Zusätzliches Investitionspotential von rund 13 Mrd. Euro pro Jahr in Deutschland

01.04.2010
Roland Berger Studie zu Nachhaltigkeit im Immobilienmanagement
- Umfrage unter Akteuren im Immobilienmanagement in Deutschland,
Österreich und der Schweiz
- Nachhaltige Immobilien sind deutlich werthaltiger: Zusätzliches
Investitionspotential in Deutschland von rund 13 Mrd. Euro pro
Jahr
- 73 Prozent der Bauherren und Investoren und 86 Prozent der
Mieter sind bereit, dafür höhere Kosten in Kauf zu nehmen
- Die Hälfte der Studienteilnehmer glaubt, dass Immobilien in
den kommenden Jahren zunehmend als strategische Ressource
wahrgenommen werden

- Nachhaltigkeitszertifikate wie LEED oder DGNB liefern aus Sicht
der Befragten keinen messbaren Mehrwert
Die Immobilien- und Bauwirtschaft spielt eine Schlüsselrolle bei der Senkung der CO2-Emissionen. In den OECD-Staaten gehen etwa 30% des Treibhausgasausstoßes auf das Konto von Wohn- und Gewerbeimmobilien - und das nur in der Betriebsphase. Der Bau- und Immobiliensektor hat aber nicht nur große ökologische Bedeutung: Die Roland Berger Studie "Nachhaltigkeit im Immobilienmanagement" zeigt, dass hier auf allen Stufen der Wertschöpfungskette auch enorme finanzielle Potenziale für sämtliche Akteure verborgen liegen - von den Projektentwicklern über die Bauindustrie bis hin zu Vermietern und Betreibern: Mehr als 70 Prozent der Bauherren, Investoren und Mieter sind bereit, für nachhaltige Immobilien höhere Kosten in Kauf zu nehmen. Ihnen wäre die Nachhaltigkeit einen Aufschlag von durchschnittlich neun Prozent wert. Daraus ergibt sich ein zusätzliches Investitionspotential von rund 13 Mrd.
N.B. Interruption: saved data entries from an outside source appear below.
PR #2665, opened 2019-02-26
improve the relay store doc by using the consistent imported name

lisongx:
This part of the doc is very confusing, as you can see we import the pubic api in [L458](https://github.com/facebook/relay/pull/2665/files#diff-af6b98bdc4cbe6dedaed354e06c40bf4R458): `import {ConnectionHandler} from 'relay-runtime'` , but using `RelayConnectionHandler` in the rest of this page.

This patch change all of them to the imported one `ConnectionHandler`.


kassens:
Thank you!

PR #4428, opened 2023-08-30
[relay] Show a helpful error if a resolver returns an interface with no implementors

monicatang:
**Context:**

Without this we generate a broken Flow type.

We will eventually support Relay Resolvers that return interfaces. Today they are not permitted in the common case. However, once we do allow them, we must ensure that the schema includes at least once concrete type that implements that interface. Without that property, we will generate invalid Flow types.

**This change**

Adds additional validation for implementors of client-defined interfaces if they are being used as a return type for RelayResolvers and tests. Also updates an existing test to have it only test the existing validation for blocking interfaces as a return type.

**Test plan**
`./scripts/update-fixtures.sh`
`cargo test`

specifically:
`cargo test -p relay-transforms --test client_edges_test`
`cargo test -p relay-compiler --test relay_compiler_compile_relay_artifacts_test relay_resolver_edge_to_interface_with_no_implementors`
`cargo test -p relay-compiler --test relay_compiler_compile_relay_artifacts_test relay_resolver_edge_to_interface_with_child_interface_and_no_implementors`


compiler/crates/relay-transforms/tests/client_edges/fixtures/client-edge-to-client-interface.invalid.graphql
```diff
@@ -15,6 +15,10 @@ interface ClientOnlyInterface implements Node {
   id: ID!
 }
 
+type BestFriend implements ClientOnlyInterface {
```
captbaritone, line 18:
```suggestion
# Add a concrete type so that we don't trigger an unrelated compiler error.
type BestFriend implements ClientOnlyInterface {
```

compiler/crates/relay-compiler/tests/compile_relay_artifacts/fixtures/relay-resolver-edge-to-interface-with-no-implementors.expected
```diff
@@ -0,0 +1,38 @@
...
+      │   ^^^^^^^^^^^^^^
+    4 │     name
+
+
+✖︎ No types implement the client interface SomeInterface. For a client interface to be used as a @RelayResolver @outputType, at least one Object type must implement the interface.
+
+  <generated>:2:35
+    1 │ # expected-to-throw
+    2 │ query relayResolverEdgeToInterfaceWithNoImplementorsQuery {
+      │                                   ^^^^^^^^^^^^^
```
captbaritone, line 37: This underline being in the wrong place is not a problem with your diff. Our test util is not fully roust in this case and does not print location info correctly.

compiler/crates/relay-compiler/tests/compile_relay_artifacts/fixtures/relay-resolver-edge-to-interface-with-no-implementors.expected
```diff
@@ -0,0 +1,38 @@
...
+✖︎ Client Edges that reference client-defined interface types are not currently supported in Relay.
+
+  relay-resolver-edge-to-interface-with-no-implementors.graphql:3:3
+    2 │ query relayResolverEdgeToInterfaceWithNoImplementorsQuery {
+    3 │   resolver_field {
+      │   ^^^^^^^^^^^^^^
+    4 │     name
+
+
+✖︎ No types implement the client interface SomeInterface. For a client interface to be used as a @RelayResolver @outputType, at least one Object type must implement the interface.
```
captbaritone, line 32: Can we update the error message to be more generic?
```suggestion
✖︎ No types implement the client interface SomeInterface. Interfaces returned by a @RelayResolver @outputType must have at least one concrete implementation.
```

compiler/crates/relay-transforms/src/client_edges.rs
```diff
@@ -363,7 +363,18 @@ impl<'program, 'sc> ClientEdgesTransform<'program, 'sc> {
             }
 
             match edge_to_type {
-                Type::Interface(_) => {
+                Type::Interface(interface_id) => {
+                    let interface = schema.interface(interface_id);
+                    let implementing_objects =
+                        interface.recursively_implementing_objects(Arc::as_ref(schema));
```
captbaritone, line 369: Can we add a test case which covers the case where the interface is implemented by another interface, but there are still no concrete implementations? Should still error.

captbaritone:
Awesome! Left a few comments, but this looks spot on so far.

captbaritone (changes requested):

compiler/crates/relay-transforms/src/client_edges.rs
monicatang: added a test case called `relay-resolver-edge-to-interface-with-child-interface-and-no-implementors`!

compiler/crates/relay-compiler/tests/compile_relay_artifacts/fixtures/relay-resolver-edge-to-interface-with-no-implementors.expected
monicatang: Right, it should be underlining `resolver_field` here. Just wondering, where does that get determined?

compiler/crates/relay-transforms/src/errors.rs
```diff
@@ -168,7 +168,7 @@ pub enum ValidationMessage {
     },
 
     #[error(
-        "No types implement the client interface {interface_name}. For a client interface to be used as a @RelayResolver @outputType, at least one Object type must implement the interface."
+        "No types implement the client interface {interface_name}. Interfaces returned by a @RelayResolver @outputType must have at least one concrete implementation."
```
captbaritone, line 171: This validation now fires even for non-@outputType resolvers
```suggestion
        "No types implement the client interface {interface_name}. Interfaces returned by a @RelayResolver must have at least one concrete implementation."
```

compiler/crates/relay-compiler/tests/compile_relay_artifacts/fixtures/relay-resolver-edge-to-interface-with-no-implementors.expected
captbaritone: Here: https://github.com/facebook/relay/blob/74bb8abd92d13460fb90be290c65719cba74c62e/compiler/crates/relay-compiler/tests/compile_relay_artifacts/mod.rs#L206

The problem is that the fixture file actually models two different files, and so the error location should actually get mapped to an offset based on if its an error in the schema portion of the file or the fragment portion.

PR #4433, opened 2023-09-03
Use same toolchain for build and lint

martindisch:
While building this codebase, I noticed several stumbling blocks that might confuse and discourage first-time contributors coming from other Rust projects, which I would like to help address in the near future.

The first one I'll bring up is that we're using different toolchains for formatting (nightly) and building (stable). I assume nightly is used for formatting/linting because some nice rules such as `group_imports` are unfortunately still unstable. The current setup means that:

- if people use a stable toolchain like they're used to from most projects, their IDE might apply formatting that doesn't respect these nightly-only rules, which they only notice once CI fails and might have trouble figuring out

Euro in Deutschland.

Bisher werden Immobilien noch hauptsächlich als Produktionsfaktor gesehen. Nach Einschätzung der Befragten werden Immobilien in den kommenden Jahren aber zunehmend als strategische Ressource wahrgenommen. Nachhaltigkeitszertifikate bieten dabei keinen messbaren Mehrwert.

"Der Markt für nachhaltige Immobilien bietet auf allen Stufen der Wertschöpfungskette enorme Potenziale", sagt Prof. Dr. Torsten Henzelmann, Partner im Kompetenzzentrum Civil Economics bei Roland Berger Strategy Consultants. "Und das für alle Akteure - von den Projektentwicklern über die Bauindustrie bis hin zu Vermietern und Betreibern von Immobilien." Mehr als 73 Prozent der befragten Bauherren und Investoren gaben an, für nachhaltige Immobilien höhere Investitionskosten in Kauf nehmen zu wollen. "Nachhaltigkeit wäre ihnen einen Aufschlag von durchschnittlich neun Prozent wert", ergänzt Roland Berger Principal Ralph Büchele.
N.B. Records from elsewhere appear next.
PR #4434, opened 2023-09-04
Enable goto def in LSP to goto the actual schema definition

bigfootjon:
I basically just took @captbaritone 's POC and made it configurable based on our conversation [on Threads](https://www.threads.net/@janjonzen/post/CwwfXJ7LlL_)

This should be reasonably generalized to support different use-cases, but I'm open to rewriting all of this.

Test plan:

```
cd compiler
cargo build --release --bin relay
cd ../vscode-extension
yarn build-local
```

In a private project, I configured the new option and overrode the relay binary location:

```diff
+ "relay.pathToExtraDataProviderScript": "../scripts/graphql_lookup.sh",
+ "relay.pathToRelay": ".../relay/compiler/target/release/relay"
```

I manually installed the `relay-2.1.0.vsix` file in my VSCode and reloaded

I opened a file with a Relay GraphQL query in it and ctrl-clicked (goto def on my machine) and it went to the correct file!

### DIFF
--- a/compiler/crates/relay-bin/src/main.rs
+++ b/compiler/crates/relay-bin/src/main.rs
@@ -111,6 +111,11 @@ struct LspCommand {
     /// Verbosity level
     #[clap(long, arg_enum, default_value = "quiet-with-errors")]
     output: OutputKind,
+
+    /// Script to be called to lookup the actual definition of a GraphQL entity for
+    /// implementation-first GraphQL schemas.
+    #[clap(long)]
+    extra_data_provider_script: Option<String>,
 }
 
 #[derive(clap::Subcommand)]
@@ -309,11 +314,15 @@ async fn handle_compiler_command(command: CompileCommand) -> Result<(), Error> {
     Ok(())
 }
 
-struct ExtraDataProvider {}
+struct ExtraDataProvider {
+    script: String,
+}
 
 impl ExtraDataProvider {
-    pub fn new() -> ExtraDataProvider {
-        ExtraDataProvider {}
+    pub fn new(script: String) -> ExtraDataProvider {
+        ExtraDataProvider {
+            script
+        }
     }
 }
 
@@ -324,7 +333,7 @@ impl LSPExtraDataProvider for ExtraDataProvider {
 
     fn resolve_field_definition(
         &self,
-        _project_name: String,
+        project_name: String,
         parent_type: String,
         field_info: Option<FieldSchemaInfo>,
     ) -> Result<Option<FieldDefinitionSourceInfo>, String> {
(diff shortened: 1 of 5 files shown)


vscode-extension/README.md
```diff
@@ -70,6 +70,13 @@ Path to a Relay config relative to the `rootDirectory`. Without this, the compil
 
 An array of project configuration in the form `{name: string, rootDirectory: string, pathToConfig: string}`. If omitted, it is assumed your workspace uses a single Relay config and the compiler will search for your config file. But you can also use this configuration if your Relay config is in a nested directory. This configuration must be used if your workspace has multiple Relay projects, each with their own config file.
 
+#### `relay.pathToExtraDataProviderScript` (default: `null`)
+
+Path to a script to look up the actual definition for a GraphQL entity for implementation-first GraphQL schemas. This script will be called for "goto definition" requests to the LSP instead of opening the schema.
+The script will be called with 2 arguments. The first will be the relay project name, the second will be either "Type" or "Type.field" (a type or the field of a type, repectively).
```
bigfootjon, line 76: Maybe we should future-proof this by calling with some command like "lookup default Foo.bar" instead of hardcoding this as a lookup action? I say this because I see there's a "stats" thing in the ExtraDataProvider trait which might warrant this sort of future proofing

compiler/crates/relay-bin/src/main.rs
```diff
@@ -306,13 +314,69 @@ async fn handle_compiler_command(command: CompileCommand) -> Result<(), Error> {
...
+            .output()
+            .expect("Failed to run extra data provider script");
+
+        let result = String::from_utf8(result.stdout).expect("Failed to parse output");
+
+        // Parse file_path:line_number:column_number
+        let result = result.trim();
+        let result = result.split(':').collect::<Vec<_>>();
+        if result.len() != 3 {
+            return Ok(None);
```
captbaritone, line 356: This function returns a result. Can we return an Err here?

compiler/crates/relay-bin/src/main.rs
```diff
@@ -306,13 +314,69 @@ async fn handle_compiler_command(command: CompileCommand) -> Result<(), Error> {
...
+    ) -> Result<Option<FieldDefinitionSourceInfo>, String> {
+        let entity_name = match field_info {
+            Some(field_info) => format!("{}.{}", parent_type, field_info.name),
+            None => parent_type,
+        };
+        let result = Command::new(&self.script)
+            .arg(project_name)
+            .arg(entity_name)
+            .output()
+            .expect("Failed to run extra data provider script");
```
captbaritone, line 348: Can we return an Err here instead of crashing the LSP?

vscode-extension/README.md
captbaritone: I'd be fine making this a "locate" command and exposing a separate option for a command to support the query info.

captbaritone: Should this option clarify that you need a new-ish version of relay-compiler for this to work?

captbaritone (changes requested):
Awesome!! Thank you for working on this.

captbaritone:
With v2.1.0 of the VSCode extension now published (thanks @alex-statsig ), I have an example repo showing this feature working with Grats: https://github.com/captbaritone/grats-relay-example/commit/64a5ed4cc928d71807ee5895c348dbbc09f956cc

It's a bit of a bummer that I need a separate script. I wonder if it would be nicer to allow the config option to be a bash command, rathe than just a path to an executable. But in that world, it's a bit unclear how the project and entity name get passed.

Maybe you could pass the LSP an option like: 

```bash
relay lsp --locateCommand="pnpm run grats locate %entity"
```

Or something?

alex-statsig:
Another thought on this - it would be great to have a separate "locateCommand" setting for "Go to implementations"

I used this setting to allow easier navigation to our backend resolvers (which is amazing), but now theres no easy way to get to the schema (currently manually defined, ideally will be code-first eventually).

Perhaps another way to support that would be to allow returning two locations, or more conveniently an option to still include the schema.graphql definition that relay finds rather than replacing it.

"Daraus ergibt sich für Deutschland ein zusätzliches Investitionspotenzial von rund 13 Mrd. Euro pro Jahr für die Realisierung nachhaltiger Immobilien." Für Österreich schätzen die Roland Berger Experten diese Zahl auf etwa 1,3 Mrd. Euro, für die Schweiz auf 1,4 Mrd. Euro. Die Tendenz auf dem Mietmarkt ist ähnlich: Die Befragten würden einen Aufschlag von durchschnittlich 4,5 Prozent akzeptieren. "Ein Viertel der Studienteilnehmer wäre sogar dann bereit, mehr zu bezahlen, wenn der ,Nachhaltigkeitszuschlag' höher wäre als die Einsparungen durch den niedrigeren Energiebedarf", so Büchele.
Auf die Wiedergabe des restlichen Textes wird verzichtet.